No disclosure of the aggregation-rule authoring workflow. "Thousands of aggregation rules" are named, but nothing is said about who authors them (central platform team? service teams self-serve?), how conflicts are resolved, or how rule drift is prevented.
No accuracy / correctness-loss metrics for aggregation. Aggregation rules drop labels, which changes the semantics of the metric. The post acknowledges this conceptually ("it removes the exact dimensions engineers need during incidents") and motivates Hydra to recover them — but does not disclose what fraction of label combinations are preserved vs. collapsed, or whether any specific cardinality budget is targeted per service.
No PromQL-to-SQL fidelity / correctness disclosure.
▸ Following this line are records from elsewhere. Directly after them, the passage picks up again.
PR #6793, opened 2020-10-30
[MU4] Removed revision h file

igorkorsukov:
During development and during the release of release, the `revision.h`  file provides a lot of inconveniences.
We decided to get rid of it, replace it with the cmake option, which is set during build on CI.


Jojo-Schmitz:
Finally!

PR #6799, opened 2020-10-30
Fix #311340: Save online via command line (--save-online)

shoogle:
Resolves: https://musescore.org/en/node/311340

Adds `--save-online` option for command line:

```bash
mscore --save-online score1.mscz score2.mscx
```

Feature is useful for updating scores that are stored in a shared Git repository, or other location where they are editable by multiple people, but where only one person has permission to upload and publish to Musescore.com.

### DIFF
--- a/mscore/musescore.cpp
+++ b/mscore/musescore.cpp
@@ -215,6 +215,7 @@ bool noWebView = false;
 bool exportScoreParts = false;
 bool saveScoreParts = false;
 bool ignoreWarnings = false;
+bool cliSaveOnline = false;
 bool exportScoreMedia = false;
 bool exportScoreMeta = false;
 bool exportScoreMp3 = false;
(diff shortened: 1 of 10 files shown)


Jojo-Schmitz:
A few coding style errors, nothing really serious

Jojo-Schmitz:
Wouldn't we need this for 3.x (3.6 actually) too?

mscore/musescore.cpp
```diff
@@ -8083,6 +8092,7 @@ MuseScoreApplication::CommandLineParseResult MuseScoreApplication::parseCommandL
     parser.addOption(QCommandLineOption({ "E", "install-extension" },
                                         "Install an extension, load soundfont as default unless -e is passed too",
                                         "extension file"));
+    parser.addOption(QCommandLineOption("save-online", "Upload score(s) to their source URL. Replaces existing online score(s)."));
```
Jojo-Schmitz, line 8095: Maybe add that this is not doing 1st time uploads, just updating existing ones and even that only for the same user?

Jojo-Schmitz: And please also update build/Linux+BSD/mscore.1.in

shoogle: Not sure there's room here, but I added a longer explanation in the manpage.

Jojo-Schmitz (approved):

Jojo-Schmitz:
Are you going to port this to 3.x too?

shoogle:
I updated the date. I will look at 3.x, but if it is very different then I won't bother. FYI, this seems to work for uploading 3.x scores.

Jojo-Schmitz:
"Save online" 3.x score with master builds may work now, but won't as soon as master changes to a newer file format, which I believe will happen sooner or later.

Jojo-Schmitz:
The difficult part of porting this from master to 3.x is the m4/cloud changes

PR #5616, opened 2020-01-16
Fix Deprecation warnings with Qt 5.15 (and 5.14)

Jojo-Schmitz:
at least those that are backwards compatible to at least Qt 5.9.
There are several hundred such (MSVC) warnings (557 C4996 in MSVC 2017, 680 in MSVC 2019, plus 5 'empty' ones) resp. 716 warnings (-Wdeprecated-declarations in MinGW, more than MSVC, due to being build in DEBUG mode), this PR fixes all but 5 (MSVC 2017), 16 (MSVC 2019), 17 (MinGW) of those.
The remaining few seem to require the use of replacements that are not properly documented,  possibly due to a Qt 5.15 documentation not being available yet (and/or don't work with Qt 5.9), at least I'm at a loss about what to do with them.

Here are the remaining ones (marked with ToDo comments for now):

Description |  File | Line 
 -- | -- | --
'QDesktopWidget::availableGeometry': Use QGuiApplication::screens() | framework\telemetry\widgets\telemetrypermissiondialog.cpp | 38 
'QJsonDocument::fromBinaryData': Use CBOR format instead | mscore\cloud\loginmanager.cpp | 83, 202 
'QJsonDocument::toBinaryData': Use CBOR format instead | mscore\cloud\loginmanager.cpp | 95, 187
'Qt::DefaultLocaleShortDate': Use QLocale | libmscore\page.cpp | 334, 342, 348, 354, 357, 362, 365
'QHelpEngineCore::linksForIdentifier': Use documentsForIdentifier() instead | mscore\help.cpp | 97, 143
'QButtonGroup::butonClicked': Use QButtonGroup::idClicked(int) instead | mscore\prefsdialog.cpp | 223
'QList<Ms::ElementType>::toSet': Use QSet<T>(list.begin(), list.end()) instead. | inspectors\models\inspectorlistmodel.cpp | 122

Hints how/whether to deal with those would be very welcome...

PR #6802, opened 2020-11-02
Fix #312442: Fix palette search shortcut functionality

worldwideweary:
Resolves: https://musescore.org/en/node/312442

From 3.5.1 to 3.5.2, there was a mishap for palette search functionality coming from fixing warnings for Qt 5.15 - https://github.com/musescore/MuseScore/pull/6627/

Update: As per conversation, this PR reverts the changes as mentioned in #6627 related to the function() keyword, but also in separate commit reforms the palette search functionality to make use of the function() keyword. 

Update: "While I'm up," I've decided to revisit palette search functionality since when the palette search widget is "floating", the keyboard shortcut doesn't work (wasn't a reversion... it just never worked appropriately). After trial/error, I learned that somehow the main paletteWidget "steals" focus after the focus upon the searchText in QML while floating, but it doesn't when docked. Adding a timer takes care of this. There may be a better way, but for now to have this actually working is what counts.  There's the additional problem that while floating, the ESCAPE key doesn't actually exit from the palette widget and resume focus back upon the score! These two problems I have resolved and am adding one additional/separate commit within this PR. 

- [ x ] I made sure the code in the PR follows [the coding rules](https://github.com/musescore/Documentation/blob/master/WorkflowAndGuidelines/CodeGuidelines.md)
- [  ] I created the test (mtest, vtest, script test) to verify the changes I made

### DIFF
--- a/mscore/musescore.cpp
+++ b/mscore/musescore.cpp
@@ -4032,8 +4032,10 @@ bool MuseScoreApplication::event(QEvent* event)
 
 void MuseScore::focusScoreView()
       {
-      if (currentScoreView())
+      if (currentScoreView()) {
+            currentScoreView()->activateWindow();
             currentScoreView()->setFocus();
+            }
       else
             mscore->setFocus();
       }
--- a/mscore/palette/palettewidget.cpp
+++ b/mscore/palette/palettewidget.cpp
@@ -26,6 +26,7 @@
 #include "qml/nativetooltip.h"
 
 #include <QQmlContext>
+#include <QTimer>
 
 namespace Ms {
 
@@ -119,10 +120,13 @@ void PaletteWidget::setupStyle()
 
 void PaletteWidget::activateSearchBox()
       {
+      int delay = isFloating() ? 300 : 0;
       ensureQmlViewFocused();
-      const bool invoked = QMetaObject::invokeMethod(rootObject(), "requestPaletteSearch");
-      Q_UNUSED(invoked);
-      Q_ASSERT(invoked);
+      QTimer::singleShot(delay, this, [&](){
+          const bool invoked = QMetaObject::invokeMethod(rootObject(), "requestPaletteSearch");
+          Q_UNUSED(invoked);
+          Q_ASSERT(invoked);
+          });
       }
 
 //---------------------------------------------------------
--- a/mscore/palette/palettewidget.cpp
+++ b/mscore/palette/palettewidget.cpp
@@ -120,7 +120,9 @@ void PaletteWidget::setupStyle()
 void PaletteWidget::activateSearchBox()
       {
       ensureQmlViewFocused();
-      qmlInterface->requestPaletteSearch();
+      const bool invoked = QMetaObject::invokeMethod(rootObject(), "requestPaletteSearch");
+      Q_UNUSED(invoked);
+      Q_ASSERT(invoked);
       }
 
 //---------------------------------------------------------
--- a/mscore/qmldockwidget.cpp
+++ b/mscore/qmldockwidget.cpp
@@ -211,8 +211,10 @@ QQuickView* QmlDockWidget::getView()
 
 void QmlDockWidget::ensureQmlViewFocused()
       {
-      if (_view && !_view->activeFocusItem())
+      if (_view && !_view->activeFocusItem()) {
+            widget()->activateWindow();
             widget()->setFocus();
+            }
       }
 
 //---------------------------------------------------------
--- a/mscore/palette/palettewidget.h
+++ b/mscore/palette/palettewidget.h
@@ -69,8 +69,6 @@ class PaletteQmlInterface : public QObject
 
       void notifyElementDraggedToScoreView() { emit elementDraggedToScoreView(); }
 
-      void requestPaletteSearch() { emit paletteSearchRequested(); }
-
       Q_INVOKABLE Qt::KeyboardModifiers keyboardModifiers() const { return QGuiApplication::keyboardModifiers(); }
       };
 
--- a/mscore/qml/palettes/Palette.qml
+++ b/mscore/qml/palettes/Palette.qml
@@ -767,7 +767,7 @@ GridView {
                 // force not hiding palette cell if it is being dragged to a score
                 enabled: paletteCell.paletteDrag
                 target: mscore
-                function onElementDraggedToScoreView() { paletteCell.paletteDrag = false }
+                onElementDraggedToScoreView: paletteCell.paletteDrag = false
             }
         } // end ItemDelegate
     } // end DelegateModel
--- a/mscore/qml/palettes/PaletteTree.qml
+++ b/mscore/qml/palettes/PaletteTree.qml
@@ -772,7 +772,7 @@ ListView {
 
     Connections {
         target: palettesWidget
-        function onHasFocusChanged() {
+        onHasFocusChanged: {
             if (!palettesWidget.hasFocus) {
                 paletteSelectionModel.clearSelection();
                 expandedPopupIndex = null;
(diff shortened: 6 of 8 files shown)


Jojo-Schmitz (approved):

dmitrio95:
#6627 contains several such changes of signal handlers to `function`s in QML code. Should they also be reverted?

worldwideweary:
> #6627 contains several such changes of signal handlers to `function`s in QML code. Should they also be reverted?

I merely looked this up last night, but my guess is that those which have emit signals should be without the `function` keyword, but those that have `QMetaObject::invokeMethod()`  code  can have the function keyword without a problem (e.g. `applyCurrentPaletteElement()`).  

All the changes in #6627 have "emit" signals so they should probably be reverted to not using the function keyword, supposing there aren't any warnings or whatever. I haven't personally verified whether the code is actually occurring correctly or not for the dragging/focus changing. 

paletteWidget.h's void notifyElementDraggedToScoreView() { emit elementDraggedToScoreView(); }
onHasFocusChanged in paletteWidgetHeader.qml doesn't have a corresponding emission as I can find,

Jojo-Schmitz:
To be honest I don't even know why I changed those. Building now with these changes reverted, let's see...

Jojo-Schmitz:
I guess they came in here because I cherry-picked from #5616. But I don't remember why those changes made it into that one either... we may need to revert them there too?

Jojo-Schmitz:
Actually in b7b3564's commit message I stated: `Fix qml runtime warnings exactly following the advice given by that warning, but without really know(ing) what I'm doing here or whether that is still backwards compatible to Qt 5.9.`

Jojo-Schmitz:
I don't get any warnings in 3.x (and when builing that against Qt 5.15, in MinGW and MSVC)  when reverting those changes, so please go ahead and revert them

Jojo-Schmitz:
Whether or not to revert them in master too might still need to get determined...

Jojo-Schmitz:
Hmm, actually I do get warnings, at runtime and tons of them:
```
Warning: qrc:/qml/palettes/PaletteTree.qml:773:5: QML Connections: Implicitly defined onFoo properties in Connections are deprecated. Use this syntax instead: function onFoo(<arguments>) { ... } (qrc:/qml/palettes/PaletteTree.qml:773, )
Warning: qrc:/qml/palettes/Palette.qml:766:13: QML Connections: Implicitly defined onFoo properties in Connections are deprecated. Use this syntax instead: function onFoo(<arguments>) { ... } (qrc:/qml/palettes/Palette.qml:766, )
Warning: qrc:/qml/palettes/PalettesWidgetHeader.qml:186:5: QML Connections: Implicitly defined onFoo properties in Connections are deprecated. Use this syntax instead: function onFoo(<arguments>) { ... } (qrc:/qml/palettes/PalettesWidgetHeader.qml:186, )
Warning: qrc:/qml/palettes/PalettesWidgetHeader.qml:174:5: QML Connections: Implicitly defined onFoo properties in Connections are deprecated. Use this syntax instead: function onFoo(<arguments>) { ... } (qrc:/qml/palettes/PalettesWidgetHeader.qml:174, )
Warning: file:///C:/Users/Jojo/Documents/GitHub/MuseScore/win64install/qml/QtQuick/Controls/TableViewColumn.qml:66:1: QML TableViewColumn: Accessible must be attached to an Item (file:///C:/Users/Jojo/Documents/GitHub/MuseScore/win64install/qml/QtQuick/Controls/TableViewColumn.qml:66, )
Warning: qrc:/qml/palettes/PaletteTree.qml:516: TypeError: Cannot read property 'width' of null (qrc:/qml/palettes/PaletteTree.qml:516, )
Warning: qrc:/qml/palettes/PaletteTree.qml:353:19: QML ItemDelegate: Binding loop detected for property "width" (qrc:/qml/palettes/PaletteTree.qml:353, )
```

worldwideweary:
> Hmm, actually I do get warnings, at runtime and tons of them (here only one of each):

... Sounds like we're going to need to change something else with the way the code is structured or something in C++ since this isn't working with the simple `function ()` syntax. . .  since Qt 6 will probably no longer support it

dmitrio95:
Most probably `function()` syntax for signal handlers is not yet working in Qt 5.9, and those deprecation warnings are relevant only for newer versions of Qt. If so, we need to revert these changes in `3.x` branch but leave them in `master`.

Jojo-Schmitz:
Yes, exactly

worldwideweary:
> Yes, exactly

It looks like onElementDraggedToScoreView is failing also. To test this, drag a palette item (treble clef for instance) to a score view area without dropping it and notice that the palette area goes blank. 3.5.0 doesn't.

I've figured out a way to get this to be a function for the palette searching and have it work, but not sure if i should just leave it all alone in this reversion or actually update this to use the function() mechanism with appropriate code changes to have it work properly. It involves using similar code to `void PaletteWidget::applyCurrentPaletteElement()` and then redirecting a function in PaletteWidget.qml  into PaletteWidgetHeader.qml without using emit or the qml "Connections"

Jojo-Schmitz:
Either that or just revert all 4 of those

Jojo-Schmitz:
Either that or just revert all 4 of those, the easy way out. But fixing it your way may help esp. Linux distributions that use a new Qt version.

worldwideweary:
Ok. What I think I'll do is revert them all in this PR and update the title, but then also have a separate commit within this PR that "converts" the palette searching mechanism into `function()` form. That way if anyone in the future wants to convert the others, they may have a lead here as one possible solution. So long as everything is working fine for users, that's of main concern.

Jojo-Schmitz:
You could add those changes as a 3rd commit

worldwideweary:
> You could add those changes as a 3rd commit

Should be good to go.

Jojo-Schmitz:
I meant the convert to a proper `function()` form

Jojo-Schmitz:
Oh, I see. I though you meant to convert those other 4 too

worldwideweary:
I think there are only 4 in total, including the palette search. I've only "converted" the palette search here and "reverted" the other three.

Jojo-Schmitz:
Got it

mscore/palette/palettewidget.cpp
```diff
@@ -119,10 +120,13 @@ void PaletteWidget::setupStyle()
 
 void PaletteWidget::activateSearchBox()
       {
+      int delay = isFloating() ? 300 : 0;
```
worldwideweary, line 123: May seem strange, but when palette is floating, the focus in event ends up occuring "after" the focus in event of the searchText and ends up then removing the preparation for search string. Adding a slight delay to the request _only_ when floating clears this up

mscore/qmldockwidget.cpp
```diff
@@ -211,8 +211,10 @@ QQuickView* QmlDockWidget::getView()
 
 void QmlDockWidget::ensureQmlViewFocused()
       {
-      if (_view && !_view->activeFocusItem())
+      if (_view && !_view->activeFocusItem()) {
+            widget()->activateWindow();
```
worldwideweary, line 215: This ends up allowing using the search shortcut while floating. Unfortunately took quite some time for me to figure this out.

mscore/musescore.cpp
```diff
@@ -4032,8 +4032,10 @@ bool MuseScoreApplication::event(QEvent* event)
 
 void MuseScore::focusScoreView()
       {
-      if (currentScoreView())
+      if (currentScoreView()) {
+            currentScoreView()->activateWindow();
```
worldwideweary, line 4036: Likewise, this allows for pressing ESCAPE and from within the search string while floating and have the score resume focus. Unfortunately doesn't work without this PR/Commit.

worldwideweary:
Alright. Also got floating palettes working with search shortcut + escaping working. This wasn't working ever since like 3.2.3 when searching was first implemented I think it was.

The translation layer is claimed to be transparent, but incompatibilities (PromQL range-vector semantics, rate() behavior on partial data, histogram quantile arithmetic) are not discussed. What happens when a PromQL construct has no clean SQL equivalent is not stated.
No Hydra query-latency disclosure. Freshness (~5 min) is named but p50/p99 query latency for PromQL-translated queries over Delta tables is not; the post acknowledges "improving the performance of Hydra so it achieves similar data freshness to Pantheon" as future work, suggesting current query latency is materially worse than Pantheon's.
No blast-radius disclosure for the aggregation tier itself. Telegraf + Dicer is named as the cardinality shield, but its own failure modes (Telegraf pod failure behavior, Dicer assignment-update latency, how the system degrades if aggregation lags) are not discussed.
No disclosure of Pantheon + Hydra cost breakdown at the per-region or per-cluster level. "Millions of dollars in annual cloud costs" saved is aggregate; per-region economics (where is object-storage cheaper? where are compute savings largest?) are not broken out.
No disclosure of control-plane-failure semantics. What happens if the Rollout Operator crashes mid-release? What if the Hashring Controller misroutes traffic? What's the blast radius of a self-healing-controller bug? All named as safety- critical components without disclosed failure-mode analysis.
Single-author post, no incident retrospective. The "2-5× surge absorbed" datum is referenced but no specific incident is walked through.
No disclosure of Hydra's compaction/retention strategy. 20B unaggregated timeseries stored in Delta Lake implies a retention bound, but the exact policy (days? weeks?) and the Delta compaction cadence are not stated.